Terminal Velocity

Terminal velocity: v = √((2·m·g)/(ρ·C_d·A))

Terminal velocity is reached when aerodynamic drag equals weight, so net force (and acceleration) becomes zero. In the laminar regime (low Reynolds), Stokes drag applies: F_d = 6π·μ·R·v. In the turbulent regime, drag is quadratic: F_d = (1/2)·ρ·C_d·A·v², yielding v_term = √((2·m·g)/(ρ·C_d·A)). A 1 cm steel ball in water settles at ~2 m/s. A skydiver in belly-to-earth position reaches roughly 55 m/s (200 km/h); in a head-down dive, ~85 m/s (310 km/h). A raindrop tops out near 9 m/s — without air, even a pin would fall faster than any raindrop. Heavier or smaller-area objects have higher v_term; lighter or larger-area objects (parachutes, leaves) have lower v_term.

Applications

Skydiving and parachute design, ballistics of unguided bombs (gravity bombs), industrial spray atomization, sedimentation analysis (centrifugation, decantation in water treatment), meteorology of precipitation, and dust dispersion in occupational hygiene.

FAQ

Why does a parachute slow a fall so dramatically? It increases area A by ~50× and drag coefficient C_d, which reduces v_term by roughly √50 ≈ 7×, from ~55 m/s to ~5–7 m/s — safe for landing.

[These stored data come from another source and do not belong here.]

PR #2760, opened 2026-01-14
Nexus caller timeouts

bergundy:
## What was changed

- Added support for `ScheduleToStartTimeout` and `StartToCloseTimeout` for Nexus operations in the Java SDK and test server.
- In the test server:
    - Cap secondary timeouts to scheduleToClose timeout
    - Support all three timeout types in `timeoutNexusOperation()`
    - Calculate OPERATION_TIMEOUT header dynamically in `pollNexusTaskQueue()` and use the correct header format
    - Terminate workflows on `GRPC_MESSAGE_TOO_LARGE` workflow task failures with `FORCE_CLOSE_COMMAND` cause, matching real server behavior
    - Updated nexus failure wrapping to match real server: `nexusFailureToAPIFailure` no longer wraps non-temporal failures in `ApplicationFailureInfo`, and `handlerErrorToFailure` no longer sets message at the top level
- Added tests for the new functionality
- Bumped Temporal Server to 1.31.0 (CLI v1.6.1-server-1.31.0-151.0) and proto submodule to v1.61.0
- Updated tests for server behavior changes:
    - Activity timeout retry state is now `RETRY_STATE_TIMEOUT` for schedule-to-start and schedule-to-close timeouts (server fix for [temporalio/temporal#3667](https://github.com/temporalio/temporal/issues/3667))
    - Workflows terminated due to gRPC message too large now fail with `TerminatedFailure` instead of `TimeoutFailure`
    - Nexus operation error failures no longer include `ApplicationFailureInfo` wrapper
    - Nexus handler error failure messages are now in the nested cause (not the top-level failure)

### DIFF
--- a/temporal-sdk/src/test/java/io/temporal/workflow/updateTest/UpdateWithStartTest.java
+++ b/temporal-sdk/src/test/java/io/temporal/workflow/updateTest/UpdateWithStartTest.java
@@ -648,7 +648,6 @@ public class UpdateWithStartTest {
   @SuppressWarnings(
       "deprecation") // Backwards compatibility for WORKFLOW_ID_REUSE_POLICY_TERMINATE_IF_RUNNING
   @Test
-  @SuppressWarnings("deprecation") // Test uses deprecated policy for validation
   public void failServerSideWhenStartIsInvalid() {
     WorkflowClient workflowClient = testWorkflowRule.getWorkflowClient();
 


bergundy:
> Can we add some tests like we have for activity
> 
> https://github.com/temporalio/sdk-java/blob/2322bd0da735fe310b7291f3b7fbeda10bdf5e40/temporal-sdk/src/test/java/io/temporal/workflow/activityTests/ActivityTimeoutTest.java#L51
> 
> to verify the parameter is properly wired through and respected

We have coverage in NexusWorkflowTest.java.

temporal-test-server/src/test/java/io/temporal/testserver/functional/NexusWorkflowTest.java
```diff
@@ -712,6 +712,140 @@ public void testNexusOperationTimeout_AfterCancel() {
...
+          "OPERATION_TIMEOUT should end with 'ms'", operationTimeoutHeader.endsWith("ms"));
+      long operationTimeoutMs =
+          Long.parseLong(operationTimeoutHeader.substring(0, operationTimeoutHeader.length() - 2));
+      // Should be <= schedule-to-start timeout (1 second = 1000ms)
+      Assert.assertTrue(
+          "OPERATION_TIMEOUT should be <= schedule-to-start timeout", operationTimeoutMs <= 1000);
+      Assert.assertTrue("OPERATION_TIMEOUT should be positive", operationTimeoutMs > 0);
+
+      // Sleep longer than schedule-to-start timeout to trigger the timeout
+      Thread.sleep(2000);
```
Quinn-With-Two-Ns: Should be able to use `testWorkflowRule.sleep` here to avoid waiting real time in the time skipping test server, but I would prefer the test not use a sleep and just wait for the condition to be true. Should be possible to wait for the operation to fail by looking at the workflow describe output no?

temporal-test-server/src/main/java/io/temporal/internal/testservice/TestWorkflowService.java
```diff
@@ -955,6 +963,65 @@ public void pollNexusTaskQueue(
...
+            getMutableState(token.getOperationRef().getExecutionId());
+        long scheduledEventId = token.getOperationRef().getScheduledEventId();
+        NexusOperationScheduledEventAttributes scheduledEvent =
+            mutableState.getNexusOperationScheduledEventAttributes(scheduledEventId);
+        boolean isStarted = mutableState.isNexusOperationStarted(scheduledEventId);
+
+        Timestamp scheduledTime = req.getScheduledTime();
+        Timestamp currentTime = store.currentTime();
+        long elapsedSeconds = Timestamps.between(scheduledTime, currentTime).getSeconds();
+        long elapsedMillis = elapsedSeconds * 1000;
```
maciejdudko: This rounds off milliseconds from the difference. At the extreme, a sub-second timeout will be rounded to zero. 

```suggestion
        long elapsedMillis = com.google.protobuf.util.Durations.toMillis(
            Timestamps.between(scheduledTime, currentTime));
```

temporal-test-server/src/main/java/io/temporal/internal/testservice/TestWorkflowService.java
```diff
@@ -955,6 +963,65 @@ public void pollNexusTaskQueue(
...
+            remainingMillis =
+                (remainingMillis == null) ? remaining : Math.min(remainingMillis, remaining);
+          }
+        }
+
+        if (scheduledEvent.hasStartToCloseTimeout()) {
+          long startToCloseMillis =
+              com.google.protobuf.util.Durations.toMillis(scheduledEvent.getStartToCloseTimeout());
+          if (startToCloseMillis > 0) {
+            long remaining = startToCloseMillis - elapsedMillis;
```
maciejdudko: I don't think it's correct to subtract elapsed time from `StartToCloseTimeout` here?

temporal-test-server/src/main/java/io/temporal/internal/testservice/TestWorkflowService.java
```diff
@@ -955,6 +963,65 @@ public void pollNexusTaskQueue(
...
+
+        Timestamp scheduledTime = req.getScheduledTime();
+        Timestamp currentTime = store.currentTime();
+        long elapsedSeconds = Timestamps.between(scheduledTime, currentTime).getSeconds();
+        long elapsedMillis = elapsedSeconds * 1000;
+
+        // Calculate minimum of all applicable timeouts
+        Long remainingMillis = null;
+
+        if (!isStarted && scheduledEvent.hasScheduleToStartTimeout()) {
```
maciejdudko: `ScheduleToStartTimeout` should not be part of the calculation here.

temporal-test-server/src/main/java/io/temporal/internal/testservice/TestWorkflowService.java
```diff
@@ -955,6 +963,65 @@ public void pollNexusTaskQueue(
...
+                (remainingMillis == null) ? remaining : Math.min(remainingMillis, remaining);
+          }
+        }
+
+        if (scheduledEvent.hasScheduleToCloseTimeout()) {
+          long scheduleToCloseMillis =
+              com.google.protobuf.util.Durations.toMillis(
+                  scheduledEvent.getScheduleToCloseTimeout());
+          if (scheduleToCloseMillis > 0) {
+            long remaining = scheduleToCloseMillis - elapsedMillis;
```
maciejdudko: This code should handle the situation where `elapsedMillis` is larger than `scheduleToCloseMillis` for some reason, just for extra safety.
```suggestion
            long remaining = Math.max(1, scheduleToCloseMillis - elapsedMillis);
```

temporal-test-server/src/main/java/io/temporal/internal/testservice/TestWorkflowService.java
```diff
@@ -955,6 +963,65 @@ public void pollNexusTaskQueue(
...
+          }
+        }
+
+        if (scheduledEvent.hasStartToCloseTimeout()) {
+          long startToCloseMillis =
+              com.google.protobuf.util.Durations.toMillis(scheduledEvent.getStartToCloseTimeout());
+          if (startToCloseMillis > 0) {
+            long remaining = startToCloseMillis - elapsedMillis;
+            remainingMillis =
+                (remainingMillis == null) ? remaining : Math.min(remainingMillis, remaining);
```
maciejdudko: `StartToCloseTimeout` should not have elapsed time subtracted.

```suggestion
            remainingMillis =
                (remainingMillis == null) ? startToCloseMillis : Math.min(remainingMillis, startToCloseMillis);
```

maciejdudko (changes requested):
There are two tests failing.

`io.temporal.workflow.nexus.HeaderTest#testOperationHeaders` (test server only): the test expects both `request-timeout` and `operation-timeout` headers to be always set. Currently, test server doesn't send `operation-timeout` if it's not set in options. The real server seems to have a default schedule-to-close timeout of 200 seconds, though I'm not sure where it comes from. The test server should match the real server and have a default timeout too.

`io.temporal.testserver.functional.NexusWorkflowTest#testNexusOperationStartToCloseTimeout` (real server only): there are two problems. One is that the real server sets error message as `"operation timed out"` but the test expects `"operation timed out after starting"`. I think we should have a contains-substring check here rather than equality. The second I was unable to reproduce locally but it failed 2/2 times in CI - `"OPERATION_TIMEOUT should be <= start-to-close timeout"` assertion failed. Might be because of JDK8, or something else.

temporal-test-server/src/test/java/io/temporal/testserver/functional/NexusWorkflowTest.java
bergundy: I think the sleep is reasonable here and I don't expect it to be flaky. If you point me to an example of how to use some "wait for condition" or "eventually" in the Java tests, I can adapt that.

.github/workflows/ci.yml
```diff
@@ -94,8 +94,13 @@ jobs:
             --search-attribute CustomBoolField=Bool \
             --dynamic-config-value system.enableActivityEagerExecution=true \
             --dynamic-config-value frontend.workerVersioningDataAPIs=true \
-            --dynamic-config-value component.nexusoperations.recordCancelRequestCompletionEvents=true \
-            --dynamic-config-value component.callbacks.allowedAddresses='[{"Pattern":"*","AllowInsecure":true}]' \
+            --dynamic-config-value history.MaxBufferedQueryCount=100000 \
```
tconley1428: Why are we adding a bunch of (unrelated?) dynamic configs? Is this a merge conflict with us cleaning them up or are they actually needed?

temporal-test-server/src/test/java/io/temporal/testserver/functional/NexusWorkflowTest.java
```diff
@@ -713,6 +713,144 @@ public void testNexusOperationTimeout_AfterCancel() {
     }
   }
 
+  @Test
+  public void testNexusOperationScheduleToStartTimeout() {
+    assumeTrue(
```
Quinn-With-Two-Ns: Why are we skipping for the real server?

temporal-sdk/src/main/java/io/temporal/internal/sync/SyncWorkflowContext.java
```diff
@@ -799,6 +799,10 @@ public <R> ExecuteNexusOperationOutput<R> executeNexusOperation(
     input.getHeaders().forEach((k, v) -> attributes.putNexusHeader(k.toLowerCase(), v));
     attributes.setScheduleToCloseTimeout(
         ProtobufTimeUtils.toProtoDuration(input.getOptions().getScheduleToCloseTimeout()));
+    attributes.setScheduleToStartTimeout(
+        ProtobufTimeUtils.toProtoDuration(input.getOptions().getScheduleToStartTimeout()));
```
Quinn-With-Two-Ns, line 803: note: `ProtobufTimeUtils.toProtoDuration` will return a zero duration here not a null duration, sometimes the server treats a zero duration different then a empty duration so we need to be careful that is not the case here.

temporal-test-server/src/test/java/io/temporal/testserver/functional/NexusWorkflowTest.java
```diff
@@ -753,8 +891,6 @@ public void testNexusOperationError() {
       Assert.assertEquals("nexus operation completed unsuccessfully", failure.getMessage());
       io.temporal.api.failure.v1.Failure cause = failure.getCause();
       Assert.assertEquals("deliberate test failure", cause.getMessage());
-      Assert.assertTrue(cause.hasApplicationFailureInfo());
```
Quinn-With-Two-Ns, line 756: What type of failure info does the cause have now?

.github/workflows/ci.yml
bergundy: Looks like a merge conflict that wasn't properly resolved. Thanks.

temporal-sdk/src/main/java/io/temporal/internal/sync/SyncWorkflowContext.java
bergundy: Server treats zero and null the same here.

temporal-test-server/src/test/java/io/temporal/testserver/functional/NexusWorkflowTest.java
bergundy: This is a mistake. Let me remove this.

temporal-test-server/src/test/java/io/temporal/testserver/functional/WorkflowIdConflictPolicyTest.java
```diff
@@ -41,6 +41,9 @@ public class WorkflowIdConflictPolicyTest {
 
   @Test
   public void conflictPolicyUseExisting() {
+    org.junit.Assume.assumeTrue(
```
bergundy: This also shouldn't have been committed.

Does mass affect terminal velocity? Yes — v_term scales with √m for fixed area and shape. That's why a heavier skydiver in the same posture falls faster than a lighter one.

How long until terminal velocity is reached? Typically 5–10 seconds and 300–500 m for a human skydiver in belly position — depends on initial conditions and posture changes.